What you can’t know, as you are doing it, is how all these threads weave themselves into the tapestry of a rich and robust education! The tangents, the diversions, the wasted time “trying” an idea, the correlations and connections, the repetition of the same game day after day, the questions without answers, the googling that didn’t lead where you intended, the days you throw away to leave the house and go to the museum or zoo or movie theater…

It all counts! It’s all part of the education you do intend each and every day. It doesn’t matter if you thought of “it” (whatever “it” is) in advance; it doesn’t matter if you planned the activities. What matters is that you value what happens each day.
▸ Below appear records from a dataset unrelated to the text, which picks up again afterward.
PR #588, opened 2017-05-19
Check styles

harringj:


pom.xml
```diff
@@ -232,6 +232,27 @@
...
+						<phase>verify</phase>
+						<configuration>
+							<configLocation>checkstyle.xml</configLocation>
+							<encoding>UTF-8</encoding>
+							<consoleOutput>true</consoleOutput>
+							<failsOnError>true</failsOnError>
+							<linkXRef>false</linkXRef>
+						</configuration>
+						<goals>
+							<goal>check</goal>
```
harringj: Would you mind if we called this goal 'checkstyle' instead, just to make it clearer what we're checking?

lfarrell: Fine by me. I just took the fcrepo version.

bbpennel: I don't have especially strong feelings about this, but `check` does appear to be the start goal from what I can tell from looking at the checkstyle plugin docs https://maven.apache.org/plugins/maven-checkstyle-plugin/usage.html and from other examples I've seen when googling.

PR #596, opened 2017-06-12
Increased cap for number of files to display in a structure browse

bbpennel:


bbpennel:
@harringj no unfortunately not, there isn't a unit test for either of the two classes impacted by this PR

PR #598, opened 2017-06-13
Cdr 1842 content type filter

harringj:


solr-ingest/src/main/java/edu/unc/lib/dl/data/ingest/solr/filter/SetContentTypeFilter.java
```diff
@@ -0,0 +1,139 @@
...
+			contentTypeProperties.load(new InputStreamReader(this.getClass().getResourceAsStream(
+					"toContentType.properties")));
+		} catch (IOException e) {
+			log.error("Failed to load mimetype mappings", e);
+		}
+	}
+
+	@Override
+	public void filter(DocumentIndexingPackage dip) throws IndexingException {
+		BinaryObject binObj = getFileObject(dip).getOriginalFile();
```
bbpennel: I think you'll need to check to make sure that the thing being indexed is either a work or a fileObject, and if its not then return immediately.  Otherwise there's a good chance this will throw an exception.  Be good to have a unit test to make sure that bit functions correctly too.

bbpennel: Also, I'd suggest a null check before getting the original file, because its possible that a Work wouldn't have a primary object, even though we generally don't want that to be the case.  That'd also make a good simple unit test case.

solr-ingest/src/main/java/edu/unc/lib/dl/data/ingest/solr/filter/SetContentTypeFilter.java
```diff
@@ -0,0 +1,139 @@
...
+		String filepath = binObj.getFilename();
+		String mimetype = binObj.getMimetype();
+		log.debug("The binary has filepath " + filepath + " and mimetype " + mimetype);
+		List<String> contentTypes = new ArrayList<String>();
```
bbpennel: If you're cleaning up things might as well switch to `ArrayList<>()`.  Also, the debug statement could be switched to using {}'s instead of string concatenation

solr-ingest/src/main/java/edu/unc/lib/dl/data/ingest/solr/filter/SetContentTypeFilter.java
```diff
@@ -0,0 +1,139 @@
...
+				return ContentCategory.image;
+			if (mimetypeType.equals("video"))
+				return ContentCategory.video;
+			if (mimetypeType.equals("audio"))
+				return ContentCategory.audio;
+		}
+
+		String contentCategory = (String) contentTypeProperties.get("mime." + mimetype);
+		if (contentCategory == null)
+			contentCategory = (String) contentTypeProperties.get("ext." + extension);
```
bbpennel: Since there's a lot happening here with working its way down the list of possible sources, could you have a test case that hits this "get content type by extension" bit successfully?  We haven't really been going for 100% code coverage with our unit tests, but it'd be good to make sure all the major cases work.

solr-ingest/src/test/java/edu/unc/lib/dl/data/ingest/solr/filter/SetContentTypeFilterTest.java
```diff
@@ -0,0 +1,114 @@
...
+import edu.unc.lib.dl.fcrepo4.WorkObject;
+import edu.unc.lib.dl.fedora.PID;
+import edu.unc.lib.dl.search.solr.model.IndexDocumentBean;
+
+/**
+ * 
+ * @author harring
+ *
+ */
+public class SetContentTypeFilterTest {
```
bbpennel: The tests here so far look good!

solr-ingest/src/main/java/edu/unc/lib/dl/data/ingest/solr/filter/SetContentTypeFilter.java
```diff
@@ -0,0 +1,139 @@
...
+public class SetContentTypeFilter implements IndexDocumentFilter {
+	
+	private static final Logger log = LoggerFactory.getLogger(SetContentTypeFilter.class);
+	private static final Pattern EXTENSION_REGEX = Pattern.compile("^[^\\n]*[^.]\\.(\\d*[a-zA-Z][a-zA-Z0-9]*)[\"'{}, _\\-`()*]*$");
+	private static final int EXTENSION_LIMIT = 8;
+	
+	private Properties mimetypeToExtensionMap;
+	private Properties contentTypeProperties;
+	
+	public SetContentTypeFilter() {
```
bbpennel: Looking at this (and i realize this is my own crappy code), its really a configuration error for the files to fail to load, and we really don't want to be eating that and just putting something in the log.  Could you either remove the try block and make this constructor throw the IOException, or rethrow an exception with a little extra context?  Up to you which you prefer.

harringj: Fixed!

solr-ingest/src/main/java/edu/unc/lib/dl/data/ingest/solr/filter/SetContentTypeFilter.java
harringj: would we want to return immediately in this case, too?

bbpennel: Yes that makes sense to me.

solr-ingest/src/main/java/edu/unc/lib/dl/data/ingest/solr/filter/SetContentTypeFilter.java
harringj: Done!

solr-ingest/src/main/java/edu/unc/lib/dl/data/ingest/solr/filter/SetContentTypeFilter.java
```diff
@@ -0,0 +1,147 @@
...
+        }
+        // add string with content category name + extension to list of content types
+        contentTypes.add(contentType.toString());
+    }
+
+    private ContentCategory getContentCategory(String mimetype, String extension) {
+        if (mimetype == null) {
+            return ContentCategory.unknown;
+        }
+        int index = mimetype.indexOf('/');
```
harringj: @ben I'm wondering whether we can discard lines 126-139 altogether, and also get rid of the null check on 141, and just handle all cases the same way. Is there any reason to treat the image/audio/video cases as special ones?

PR #602, opened 2017-06-16
Fixed bug which caused Exiftool results to be skipped

bbpennel:


deposit/src/main/java/edu/unc/lib/deposit/validate/ExtractTechnicalMetadataJob.java
```diff
@@ -274,8 +276,8 @@ private Element getFitsIdentificationInformation(Document fitsDoc) {
             // Trust any answer agreed on by multiple tools
             for (Element el : identification.getChildren("identity", FITS_NS)) {
                 if (el.getChildren("tool", FITS_NS).size() > 1
-                        || (!"Exiftool".equals(el.getChild("tool", FITS_NS).getAttributeValue("toolname"))
-                                && !"application/x-symlink".equals(el.getAttributeValue("mimetype")))) {
+                        || !("Exiftool".equals(el.getChild("tool", FITS_NS).getAttributeValue("toolname"))
```
harringj: It looks like we may have a logic problem here, since ~p & ~q is not equivalent to ~(p & q). Maybe the logic was wrong to begin with, but just thought I'd call this out :-)

bbpennel: You're right, the logic was wrong to begin with, this pull request is partially fixing it :) (its a repetition of a PR Dean merged last week to master, for fcrepo4 instead).  This logic error was what was preventing some item's of Jessica's from getting mimetypes, since they were generated by Exiftool but not symlinks.  Its somewhat moot now though since in the newer versions of FITS this particular situation is handled by the FITS_SINGLE_STATUS logic above, but I think its still a relevant change.

PR #605, opened 2017-06-28
Cdr 1858 update set relations filter

harringj:
@ben let me know if you see any improvements i can make. i’ll be back in the office on 7/6 and can make tweaks before the sprint finishes.

in particular, i’m not clear if we want to throw an indexing exception when there is no primary object (e.g., if somehow a folder object were to be passed to the filter, which seems unlikely) or simply return, as i have it now.


harringj:
@lfarrell just a heads up to hold off on merging this until ben has had a chance to weigh in. i think it's in good shape overall, but there are a couple of small edge cases i want to be sure i've handled correctly.

bbpennel:
We only need to record a primary object for a work object.  At this point we are considering it to be valid for a work not to have a primary object.

The part about invalid terms is independent of the primary object bit and could apply to folders, works and files.  So probably don't want to quit the whole filter if its not a work, just the part about setting the primary object

harringj:
Thanks for clarifying, @ben! I've changed the filter to allow objects without primary objects. Any other changes needed?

As you take notes, as you pay attention to the actual education happening in your home, you will come to peace about your lifestyle. If you resist (if you feel guilty for spending an entire morning playing with handwriting styles), you will deaden the potential liveliness of learning. No plan will be as full of life as the spontaneous curiosity that arises from a child’s question or the interconnections you can make through activity and lessons—acting, singing, game-playing, sculpting, eating, museum-visiting, googling, speech-making, dress up clothes, crafting, sewing, knitting, discussing, reading one more chapter, writing because writing feels like the perfect way to respond to all this material…

One last myth-buster: the other home educators? This is how they live too. Everyone is forging a blend between plans and inspiration, certainty and doubt. That’s the nexus of home education.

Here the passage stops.